Stored data
★ ★ ★ ★
PR #605, opened 2023-10-14
CIP???? | Domain Address Resolving Standard

SIDANWhatever:
As the ecosystem emerges, more and more domain service projects entering Cardano. Currently noticeably there are 3 domain projects:
1. `ADA Handle`
2. `adadomains`
3. `Cardano Name Service`

Both `adadomains` and `Cardano Name Service` has chosen `.ada` as their domain suffix. When proceeding with wallet integration on address resolving, one common issue faced is the ambiguity in resolving approach, which could lead to potentially serious loss of fund in sending fund to undesired recipients.

The CIP is proposed accordingly to address the community feedback and suggestion.

### DIFF
--- a/CIP-?/README.md
+++ b/CIP-?/README.md
@@ -1,0 +1,99 @@
+---
+CIP: [To be assigned]
+Title: Domain Address Resolving Standard
+Status: Proposed
+Category: Wallets
+Authors:
+  - Hinson Wong <hinson@cns.space>
+Implementors: []
+Discussions: https://github.com/cns-space/CIPs
+Solution-To: N/A
+Created: 2023-10-14
+License: CC-BY-4.0
+---
+
+## Abstract
+
+This proposal suggests a method for Cardano wallets to account for naming conflicts that arise when multiple projects use the same prefix or suffix, such as `$` and `.ada,` for domain names. The proposed solution allows users to choose their desired project when resolving names with colliding prefixes or suffixes.
+
+## Motivation: why is this CIP necessary?
+
+As different domain projects emerge, the same prefix or suffix may be employed by different projects, leading to potential naming conflicts. One of the key features of blockchain domain service is to resolve a holder's address. Conflicting names would lead to the wallet's integration ambiguity in resolving. To address this, a community-aligned mechanism should be in place to enable users to select their preferred project when resolving names. This ensures a seamless user experience.
+
+## Specification
+
+1. **Naming Conflict Detection:**
+
+   - When a user enters a domain name (e.g., `hinson.ada`) with the same prefix or suffix, the wallet should detect the potential conflict. Possibly by attempt to resolve all potential project's corresponding addresses.
+   - When a user enters a domain name (e.g., `hinson.ada`) with the same prefix or suffix, the wallet should detect the potential conflict by attempting to resolve all potential project's corresponding addresses.
+
+2. **User Prompt:**
+
+   - If there is only one corresponding address resolved, the wallet could proceed with the only address for proceeding with the user transaction.
+   - If more than one corresponding address is detected, the wallet should display a prompt to the user, explaining the conflict, and providing options for resolution.
+
+3. **Resolution Options:**
+
+   - The prompt should offer the user the following options:
+
+     - Resolve with Project A
+     - Resolve with Project B
+     - etc...
+     - Cancel
+
+     > Detail UX implementation to be decided by the wallet as long as users are not confused with their choice, so only showing the project name is the minimal information needed, e.g. one for Cardano Name Service and another for adadomain
+
+4. **User Selection:**
+
+   - The user selects one of the options presented in the prompt. If they choose to resolve with Project A, the Project A's resolver is used; if they choose the other project, the respective resolver is used.
+
+5. **Default Project:**
+
+   - Users may have the option to set a default project for names with a colliding suffix in their wallet settings. This default project will be used for resolution unless changed by the user during the resolution prompt.
+   - Without user specification, there should always be an option prompting to user in case of domain name conflict.
+
+## Rationale: how does this CIP achieve its goals?
+
+This proposal embraces the decentralization property of a blockchain where it welcomes multiple domain name service that exists in the market without user experience competition at the infrastructure level. It ensures a user-friendly experience and allows users to make informed decisions in case of naming conflicts. It accommodates multiple projects with the same suffix in wallets while avoiding disputes and confusion, fostering the integration process of wallet and domain service.
+
+### Path to Active
+
+#### Acceptance Criteria
+
+- At least 3 of wallets listed below agree with the approach
+
+  - Begin <https://begin.is/>
+  - Eternl <https://eternl.io/>
+  - Flint <https://flint-wallet.com/>
+  - GeroWallet <https://www.gerowallet.io/>
+  - Lace <https://www.lace.io/>
+  - Nami <https://namiwallet.io/>
+  - NuFi <https://nu.fi/>
+  - RayWallet <https://raywallet.io/>
+  - Yoroi <https://yoroi-wallet.com/>
+
+  > Initial list of wallet adapted from CIP30, other wallet providers could to request to add to the list.
+
+#### Implementation Plan
+
+- Every participating Cardano domain service provider provides an address resolver SDK.
+- Every participating Cardano domain service provider provides either a desired prefix or suffix.
+- Wallet providers to execute and integrate with resolving address, domain service project to provide assistance.
+
+#### Participating Cardano Domain Service
+
+| Domain Service Project     | Prefix | Suffix | Link to Resolver SDK Repo                     |
+| -------------------------- | ------ | ------ | --------------------------------------------- |
+| Cardano Name Service (CNS) | N/A    | `.ada` | https://github.com/cns-space/cns-resolver-sdk |
+|                            |        |        |                                               |
+|                            |        |        |                                               |
+
+## CIP Extendibility: Domain Information Resolving
+
+This approach could be applied in resolving other information as well in case of conflict. When there is no other specific CIP covering the particular domain information resolving mechanism, the similar approach with this CIP would by default covering the particular scope.
+
+## Copyright
+
+This CIP is licensed under [CC-BY-4.0].
+
+[CC-BY-4.0]: https://creativecommons.org/licenses/by/4.0/legalcode


CIP-?/README.md
```diff
@@ -0,0 +1,99 @@
+---
+CIP: [To be assigned]
```
rphair, line 2:
```suggestion
CIP: ?
```
Specific format required by CIP-0001 and the site generators that parse CIP text.

CIP-?/README.md
```diff
@@ -0,0 +1,99 @@
...
+Title: Domain Address Resolving Standard
+Status: Proposed
+Category: Wallets
+Authors:
+  - Hinson Wong <hinson@cns.space>
+Implementors: []
+Discussions: https://github.com/cns-space/CIPs
+Solution-To: N/A
```
rphair, line 10:
```suggestion
```
This field is only required when there's a matching Cardano Problem Statement (CPS).

CIP-?/README.md
```diff
@@ -0,0 +1,99 @@
...
+5. **Default Project:**
+
+   - Users may have the option to set a default project for names with a colliding suffix in their wallet settings. This default project will be used for resolution unless changed by the user during the resolution prompt.
+   - Without user specification, there should always be an option prompting to user in case of domain name conflict.
+
+## Rationale: how does this CIP achieve its goals?
+
+This proposal embraces the decentralization property of a blockchain where it welcomes multiple domain name service that exists in the market without user experience competition at the infrastructure level. It ensures a user-friendly experience and allows users to make informed decisions in case of naming conflicts. It accommodates multiple projects with the same suffix in wallets while avoiding disputes and confusion, fostering the integration process of wallet and domain service.
+
+### Path to Active
```
rphair, line 59:
```suggestion
## Path to Active
```
Indented improperly (as submitted it looks like it's part of the Rationale section, which would be incorrect)

CIP-?/README.md
```diff
@@ -0,0 +1,99 @@
...
+
+#### Acceptance Criteria
```
rphair, line 61:
```suggestion
### Acceptance Criteria
```

CIP-?/README.md
```diff
@@ -0,0 +1,99 @@
...
+  - GeroWallet <https://www.gerowallet.io/>
+  - Lace <https://www.lace.io/>
+  - Nami <https://namiwallet.io/>
+  - NuFi <https://nu.fi/>
+  - RayWallet <https://raywallet.io/>
+  - Yoroi <https://yoroi-wallet.com/>
+
+  > Initial list of wallet adapted from CIP30, other wallet providers could to request to add to the list.
+
+#### Implementation Plan
```
rphair, line 77:
```suggestion
### Implementation Plan
```

CIP-?/README.md
```diff
@@ -0,0 +1,99 @@
...
+
+- Every participating Cardano domain service provider provides an address resolver SDK.
+- Every participating Cardano domain service provider provides either a desired prefix or suffix.
+- Wallet providers to execute and integrate with resolving address, domain service project to provide assistance.
+
+#### Participating Cardano Domain Service
```
rphair, line 83: One way or another this item should be removed, since (bureaucratically) it's not a standard part of Path to Active:

- Based on the branch name I am assuming this is your homegrown solution: if so you can cite it as an implementation & it would address my original reservation (about not being specific enough) if you could talk in your Specification about how your own system works.  If considering it separately from the CIP, you might put it in Rationale to talk about how &^ why the CIP is designed to accommodate implementations like your own.
- Regardless of how much detail you go into, it should instead be an item in your Implementation Plan since you appear to have a working model (or plan to have one).

CIP-?/README.md
```diff
@@ -0,0 +1,99 @@
...
+
+This proposal embraces the decentralization property of a blockchain where it welcomes multiple domain name service that exists in the market without user experience competition at the infrastructure level. It ensures a user-friendly experience and allows users to make informed decisions in case of naming conflicts. It accommodates multiple projects with the same suffix in wallets while avoiding disputes and confusion, fostering the integration process of wallet and domain service.
+
+### Path to Active
+
+#### Acceptance Criteria
+
+- At least 3 of wallets listed below agree with the approach
+
+  - Begin <https://begin.is/>
```
rphair, line 65:
```suggestion
  - [ ] Begin <https://begin.is/>
```
It would help everyone (including your potential implementors) to have these items also as tick-boxes for when you get buy-in from the wallets (with a parent tick-box when you've got >= 3 of them), if you continue to follow this criterion.

CIP-?/README.md
```diff
@@ -0,0 +1,99 @@
...
+| Domain Service Project     | Prefix | Suffix | Link to Resolver SDK Repo                     |
+| -------------------------- | ------ | ------ | --------------------------------------------- |
+| Cardano Name Service (CNS) | N/A    | `.ada` | https://github.com/cns-space/cns-resolver-sdk |
+|                            |        |        |                                               |
+|                            |        |        |                                               |
+
+## CIP Extendibility: Domain Information Resolving
+
+This approach could be applied in resolving other information as well in case of conflict. When there is no other specific CIP covering the particular domain information resolving mechanism, the similar approach with this CIP would by default covering the particular scope.
+
```
rphair, line 94: There is no such standard section here.  I believe your "approach" belongs Rationale because it explains why you've chosen to define the CIP so it can relate well with other CIPs coming along in the future (?), so it could be moved there.

rphair (commented):
I don't know if this CIP is specific enough to be usable by wallets (I'm not saying it's not).  At first reading it seems to set a general behavioural guideline which seems like common sense & therefore any wallet (all those mentioned in _Path to Active_) would probably "agree with the approach" as you say there... but we'd never know for sure, and neither would they, unless your approach were detailed more exactly.

Maybe if a more specific case were illustrated about how exactly a wallet is expected to behave under these circumstances... something that's not being done already... would help understand how necessary this CIP might be.  (Note I don't work directly with these implementations & we have a couple other editors @Ryun1 @Crypto2099 who work extensively with wallets & their standards, and so they might be able to see this from what you have written.)

CIP-?/README.md
SIDANWhatever: So I just need to remove the line `#### Participating Cardano Domain Service` right? I think the content of the session is necessary to stay for community to take reference (and also its part of the implementation).

rphair: Just please make sure that whatever content remains fits into the section where it appears to be.  If it's in either of the two Path to Active sections, it should fit that section as described here: https://github.com/cardano-foundation/CIPs/tree/master/CIP-0001#path-to-active

SIDANWhatever:
> @rphair 
> I don't know if this CIP is specific enough to be usable by wallets (I'm not saying it's not). At first reading it seems to set a general behavioural guideline which seems like common sense & therefore any wallet (all those mentioned in _Path to Active_) would probably "agree with the approach" as you say there... but we'd never know for sure, and neither would they, unless your approach were detailed more exactly.
>
> A more specific example of how exactly a wallet is expected to behave under these circumstances... something that's not being done already... would help show how necessary this CIP might be. (Note I don't work directly with these implementations & we have a couple other editors @Ryun1 @Crypto2099 who work extensively with wallets & their standards, and so they might be able to see this from what you have written.)

Just added some specific examples on the expected behaviour. Does it address your concern, or is it better for me to try to pull wallets include discussion here as well?

Ryun1:
I agree with @rphair, such wallet behaviours are not normally under the remit of CIPs. I believe this proposal to be more _best practices_ rather than a technical problem and a solution. But I would be keen to hear from Wallet providers on this, perhaps this is something that they would be interested in pursuing.

rphair:
OK then @SIDANWhatever @Ryun1 - we can talk about both issues (CIP proper scope & how to get wallet devs into the discussion) on Tuesday; I've added it to the agenda: https://hackmd.io/@cip-editors/75

SIDANWhatever:
As per discussion in bi-weekly call, amended the proposal with format of CPS. Appreciate any suggestion on how could I move contents into suitable session (especially here I have a proposed solution or standard to this particular CPS).

CIP-?/README.md
```diff
@@ -0,0 +1,123 @@
+---
+CPS: ?
+Title: Domain Address Resolving Standard
+Status: Proposed
+Category: Wallets
+Authors:
+  - Hinson Wong <hinson@cns.space>
+Proposed Solution: []
+Discussions: https://github.com/cns-space/CIPs
```
Ryun1, line 9:
```suggestion
Discussions: 
- https://github.com/cns-space/CIPs
- https://github.com/cardano-foundation/CIPs/pull/605
```

rphair:
thanks @SIDANWhatever - this definitely cleans up the difficult criteria of "3 of wallets listed below agree with the approach" since that should occur in discussion of the CPS and any other CIPs submitted for it.

re https://github.com/cardano-foundation/CIPs/pull/605#issuecomment-1766808194 - All the content about your own reference implementation can be posted into a separate CIP document with a separate pull request... since these 2 documents will be considered & reviewed independently.

SIDANWhatever:
@rphair Redrafting it into a CPS, I would create another PR for my suggested solution as CIP particularly to the address resolving (since mis-alignment on it might cause loss of fund, it comes with a higher priority).

One thing I would like to hear editors' advice is that, I amended this CPS to address a higher level problem - information resolving as a whole but not address resolving. In this sense, I am not sure which category should I put on this CPS.

I have invited collaboration on the forked repo. Please feel free to edit and comment. Thanks!

CPS-?/README.md
```diff
@@ -0,0 +1,75 @@
+---
+CPS: ?
+Title: Domain Information Resolving Standard
```
rphair, line 3:
```suggestion
Title: Domain Name Resolution
```
This has become a problem definition rather than a `Standard``... although one or more of the emergent CIPs may eventually come to be seen as standards.

If there is other "Information" besides the domain _name_ that needs to be resolved, then I would encourage further correction from the author & reviewers. 😎

CPS-?/README.md
```diff
@@ -0,0 +1,75 @@
...
+Status: Proposed
+Category: Wallets
```
rphair, line 5:
```suggestion
Category: Tools
```
Based on your observation & a general view I'd re-cast this as `Tools` because it addresses dApp and UX issues as well as `Wallets`.  From [CIP-0001 > Categories](https://github.com/cardano-foundation/CIPs/blob/master/CIP-0001/README.md#categories):
> Tools | A broad category for ecosystem tools not falling into any other category.

rphair (commented):
@SIDANWhatever yes a CIP for the specific (perhaps more urgent) solution sounds like it would be welcome.

CPS-?/README.md
```diff
@@ -0,0 +1,75 @@
+---
+CPS: ?
```
rphair, line 2:
```suggestion
CPS: 8
```

rphair (commented):
Promoted to CPS candidate at today's meeting; thanks @SIDANWhatever for your attendance & progressive work... please change this directory name to `CPS-0008` and update the "rendered proposal" link at the top 🤩

@colll78 in light of https://github.com/cardano-foundation/CIPs/pull/605#issuecomment-1810705340 if you are behind https://github.com/Anastasia-Labs/smart-handles then please grace us this PR with a review and/or feedback whenever you see fit 🤓

rphair (approved):
@HinsonSIDAN I can't see that this problem (as stated in your CPS) has gone away, and in fact I've referred to your exposition of the problem a few times when discussing the new work on Cardano Payment URLs which I believe will require some means of settling domain name conflicts (cc @Crypto2099).

So although it's been somewhat "abandoned" (currently we're finding many such proposals in the CIP repo PR queue) I'm going to vote that this should be merged and therefore tag `Last Check` which which will trigger its appearance on a CIP meeting soon: maybe the one tomorrow.

As far as I'm concerned this passed review a long time ago (and somehow slipped through cracks in editors' attention) & no further action is required on your part, but if there is anything you need to add please update it ASAP.

Ryun1 (approved):
This one slipped through the cracks
Happy to see it merged

PR #607, opened 2023-10-19
Fix link for BIP32-Ed25519 reference paper

danivideda:


rphair (approved):
Looks good & thanks @danivideda.  Other editors: I did check for the "proper" IEEE version of the paper but didn't find anything outside a pay- or account-wall... so it does make sense to still use the Adrestia version.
★ ★ ★ ★
▸ WORK INSTRUCTION
Within the records above, work out on how many lines the string "slipped" appears, and give only that number.

▸ RESULT FOR THIS TASK
2